Intervista a Marco Federici Solari e Lorenzo Flabbi – L’orma Editore

Author di Irene Moro

Lorenzo Flabbi e Marco Federici Solari fondano a Roma la casa editrice L’orma editore nel 2012, distinguendosi subito nella realtà editoriale indipendente italiana. Nel 2020 aprono una seconda sede a Parigi, con il nome di Éditions L’orma.

Questa intervista nasce dal loro incontro con gli studenti del corso di Laurea magistrale in “Editoria e scrittura” dell’Università La Sapienza di Roma, nell’ambito del corso annuale di Mediazione editoriale e cultura letteraria, con lo scopo di approfondire la struttura e il progetto culturale di una casa editrice indipendente di successo.

Come descrivereste la realtà attuale dell’editoria indipendente italiana, di cui L’orma editore fa parte?

Lorenzo Flabbi: Nonostante il pensiero comune tenda a sminuirne la portata, il mondo editoriale italiano ha un ruolo di rilievo all’interno del mercato internazionale. Proprio in questi giorni stiamo ragionando sul Salone del Libro di Torino di quest’anno: la sua crescente influenza dimostra quanto il nostro Paese sia sempre più tenuto in considerazione anche in questo settore.

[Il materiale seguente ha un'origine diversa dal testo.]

PR #6924, opened 2022-05-23

nightingale999:


android/assets/jsons/translations/Traditional_Chinese.properties
```diff
@@ -224,35 +224,23 @@ Provides [amountOfCulture] culture at 30 Influence = 當影響力不低於30時
...
-Build [improvementName] on [resourceName] (200 Gold) = 
- # Requires translation!
-Gift Improvement = 
+Protected by = 被保護
+Revoke Protection = 撤銷保護
+Revoke protection for [cityStateName]? = 撤銷對[cityStateName]的保護嗎?
+Pledge to protect = 請求保護
+Declare Protection of [cityStateName]? = 宣告對[cityStateName]的保護嗎?
+Build [improvementName] on [resourceName] (200 Gold) = 以[resourceName] (200金) 建造[improvementName] 
+Gift Improvement = 禮物升格
```
heipizhu4, line 236: ‘improvement' here is a noun. 'Gift Improvement’ means gifting improvement (like mines) to CS instead of 'giving something better'. So it should be ‘贈送設施'

heipizhu4 (changes requested):
Hi there! Just a small error, the rest is good enough.

android/assets/jsons/translations/Traditional_Chinese.properties
nightingale999: Thanks for the suggestion. Just updated it!

heipizhu4 (approved):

In particolare, l’editoria indipendente italiana è considerata un fiore all’occhiello al livello europeo. Storicamente molto florida, si distingue in particolare nell’ambito della ricerca. La costante collaborazione tra editori indipendenti e mondo accademico ha portato, negli anni, a maturare la capacità di spostare oltre l’orizzonte il limite del sapere condiviso, riuscendo a trasformare la passione e le competenze letterarie in vere e proprie attività editoriali. È necessario capire dove sia possibile trovare un varco per spingersi oltre realtà già sature e strutturate.

Il mercato editoriale italiano è molto attento e completo per quanto riguarda la letteratura anglofona. Rispetto ad altri Paesi europei, in Italia si è storicamente tradotto molto dalla lingua inglese: è, quindi, difficile continuare a fare ricerca innovativa in questo ambito. Ecco, dunque, il motivo per cui Marco e io abbiamo deciso di concentrarci su altre due letterature che ci sono parse più fertili, nonostante siano spesso relegate agli ultimi posti nelle classifiche di vendita: la letteratura francese e quella tedesca.

Abbiamo scelto di sviluppare questi mondi letterari per motivi personali, biografici e di studio, ma anche per dare una fisionomia più precisa al nostro progetto: una definizione dell’offerta risulta necessaria per una casa editrice indipendente, che non può pensare di affermarsi sul mercato accogliendo ogni proposta e ogni genere letterario. Abbiamo, quindi, deciso di occuparci di letteratura francese e tedesca, prediligendo quei libri che creano una “bruciatura nell’animo”, che non sono mero intrattenimento o prodotti di consumo.

A distanza di qualche anno, possiamo affermare che questa nostra scelta ha ripagato i nostri sforzi. Il nostro progetto ha creato un interesse a diversi livelli, in particolare richiamando una sfera di lettori già legati a un contesto intellettuale. Questo ci ha permesso di rientrare spesso negli inserti di cultura di molti periodici, una grande soddisfazione e anche una fonte positiva di visibilità.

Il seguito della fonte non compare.